### Aim of the task
With no omissions, write out every record given below.

Data Block Start

Issue #4549, opened 2019-03-25
Allow msp_pharmacy create contract request


AlekzandrV:
As a msp_pharmacy owner
I want be able to create both capitation and reimbursement contract
So that i can manage the amount of service and compensation separately

- [ ] update create contract request - allow legal entity with type `MSP_PHARMACY` to create contract request (capitation, reimbursement)
- [ ] improve division validation - validate division type referenced to contract request depending on contract type

contract type | division type
----------------|----------------------
capitation | ["CLINIC", "AMBULANT_CLINIC", "FAP"]
reimbursement | ["DRUGSTORE", "DRUGSTORE_POINT"]

PR #4563, opened 2019-03-26
feat(ehealth): added MSP_PHARMACY for ContractRequest creation

PavelVesnin:
#4549
- added MSP_PHARMACY in allowed legal entities types for contract_request creation
- added division type validation for contract requests


apps/core/config/config.exs
```diff
@@ -264,6 +264,10 @@ config :core, :legal_entity_division_types,
     {:system, :list, "LEGAL_ENTITY_MSP_PHARMACY_DIVISION_TYPES",
      ["CLINIC", "AMBULANT_CLINIC", "FAP", "DRUGSTORE", "DRUGSTORE_POINT"]}
 
+config :core, :contracts_division_types,
+  capitation: {:system, :list, "CAPITATION_CONTRACT_DIVISION_TYPES", ["CLINIC", "AMBULANT_CLINIC", "FAP"]},
```
progsmile: Let's remove default values?

AlexKovalevych: why?

PavelVesnin: it's base logic for contracts. Values can be configured, but probably wouldn't

apps/ehealth/test/web/controllers/contract_request/capitation_controller_test.exs
```diff
@@ -1430,6 +1430,135 @@ defmodule EHealth.Web.ContractRequest.CapitationControllerTest do
     end
   end
 
+  describe "create contract request by MSP_PHARMACY" do
+    setup %{conn: conn} do
+      msp_pharmacy()
+
+      stub(MediaStorageMock, :create_signed_url, fn _, _, resource, _, _ ->
```
progsmile: Can we use `expect`? And in cases below?

docs/ENVIRONMENT.md
```diff
@@ -164,3 +164,10 @@ Also sample `.env` can be used as payload for `docker run` cli.
 | -------------------------------------------- | ------------- | ----------- |
 | LEGAL_ENTITY_MSP_EMPLOYEE_TYPES              | not set       | List of available Employee types in Legal Entity
 | LEGAL_ENTITY_PHARMACY_EMPLOYEE_TYPES         | not set       | List of available Pharmacy Employee types in Legal Entity
+ored
+
+# Legal Entity division types for contracts
+| VAR_NAME                                     | Default Value                      | Description |
+| -------------------------------------------- | ---------------------------------- | ----------- |
+| CAPITATION_CONTRACT_DIVISION_TYPES           | "CLINIC", "AMBULANT_CLINIC", "FAP" | List of allowed Division types for Capitation Contract Request creation
```
progsmile: Table is not closed

apps/core/lib/core/contract_requests/validator.ex
```diff
@@ -391,17 +400,17 @@ defmodule Core.ContractRequests.Validator do
     end
   end
 
-  def validate_contractor_divisions(%{
+  def validate_contractor_divisions(type, %{
```
progsmile:
```suggestion
  def validate_contractor_divisions(contract_request_type, %{
```

apps/core/config/config.exs
progsmile: So application wouldn't start without env vars 
@PavelVesnin  Do you need to substitute values? We may use it without env var

AlexKovalevych: you want it to not start ? why? it's a good practice to allow configure values which may be changed in the future

apps/ehealth/test/web/controllers/contract_request/capitation_controller_test.exs
PavelVesnin: No, because tests with invalid params not used all mocks and for DRY I put it in setup.
Case with mocks already tested multiple times

apps/core/config/config.exs
PavelVesnin: No, values should be configurable

progsmile: @AlexKovalevych because we can easily miss env var and use default params thinking that everything is ok

progsmile: They may be default in test, dev envs for convenience, but not prod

Data Block End

### Answer to this exercise
Issue #4549, opened 2019-03-25
Allow msp_pharmacy create contract request


AlekzandrV:
As a msp_pharmacy owner
I want be able to create both capitation and reimbursement contract
So that i can manage the amount of service and compensation separately

- [ ] update create contract request - allow legal entity with type `MSP_PHARMACY` to create contract request (capitation, reimbursement)
- [ ] improve division validation - validate division type referenced to contract request depending on contract type

contract type | division type
----------------|----------------------
capitation | ["CLINIC", "AMBULANT_CLINIC", "FAP"]
reimbursement | ["DRUGSTORE", "DRUGSTORE_POINT"]

PR #4563, opened 2019-03-26
feat(ehealth): added MSP_PHARMACY for ContractRequest creation

PavelVesnin:
#4549
- added MSP_PHARMACY in allowed legal entities types for contract_request creation
- added division type validation for contract requests


apps/core/config/config.exs
```diff
@@ -264,6 +264,10 @@ config :core, :legal_entity_division_types,
     {:system, :list, "LEGAL_ENTITY_MSP_PHARMACY_DIVISION_TYPES",
      ["CLINIC", "AMBULANT_CLINIC", "FAP", "DRUGSTORE", "DRUGSTORE_POINT"]}
 
+config :core, :contracts_division_types,
+  capitation: {:system, :list, "CAPITATION_CONTRACT_DIVISION_TYPES", ["CLINIC", "AMBULANT_CLINIC", "FAP"]},
```
progsmile: Let's remove default values?

AlexKovalevych: why?

PavelVesnin: it's base logic for contracts. Values can be configured, but probably wouldn't

apps/ehealth/test/web/controllers/contract_request/capitation_controller_test.exs
```diff
@@ -1430,6 +1430,135 @@ defmodule EHealth.Web.ContractRequest.CapitationControllerTest do
     end
   end
 
+  describe "create contract request by MSP_PHARMACY" do
+    setup %{conn: conn} do
+      msp_pharmacy()
+
+      stub(MediaStorageMock, :create_signed_url, fn _, _, resource, _, _ ->
```
progsmile: Can we use `expect`? And in cases below?

docs/ENVIRONMENT.md
```diff
@@ -164,3 +164,10 @@ Also sample `.env` can be used as payload for `docker run` cli.
 | -------------------------------------------- | ------------- | ----------- |
 | LEGAL_ENTITY_MSP_EMPLOYEE_TYPES              | not set       | List of available Employee types in Legal Entity
 | LEGAL_ENTITY_PHARMACY_EMPLOYEE_TYPES         | not set       | List of available Pharmacy Employee types in Legal Entity
+ored
+
+# Legal Entity division types for contracts
+| VAR_NAME                                     | Default Value                      | Description |
+| -------------------------------------------- | ---------------------------------- | ----------- |
+| CAPITATION_CONTRACT_DIVISION_TYPES           | "CLINIC", "AMBULANT_CLINIC", "FAP" | List of allowed Division types for Capitation Contract Request creation
```
progsmile: Table is not closed

apps/core/lib/core/contract_requests/validator.ex
```diff
@@ -391,17 +400,17 @@ defmodule Core.ContractRequests.Validator do
     end
   end
 
-  def validate_contractor_divisions(%{
+  def validate_contractor_divisions(type, %{
```
progsmile:
```suggestion
  def validate_contractor_divisions(contract_request_type, %{
```

apps/core/config/config.exs
progsmile: So application wouldn't start without env vars 
@PavelVesnin  Do you need to substitute values? We may use it without env var

AlexKovalevych: you want it to not start ? why? it's a good practice to allow configure values which may be changed in the future

apps/ehealth/test/web/controllers/contract_request/capitation_controller_test.exs
PavelVesnin: No, because tests with invalid params not used all mocks and for DRY I put it in setup.
Case with mocks already tested multiple times

apps/core/config/config.exs
PavelVesnin: No, values should be configurable

progsmile: @AlexKovalevych because we can easily miss env var and use default params thinking that everything is ok

progsmile: They may be default in test, dev envs for convenience, but not prod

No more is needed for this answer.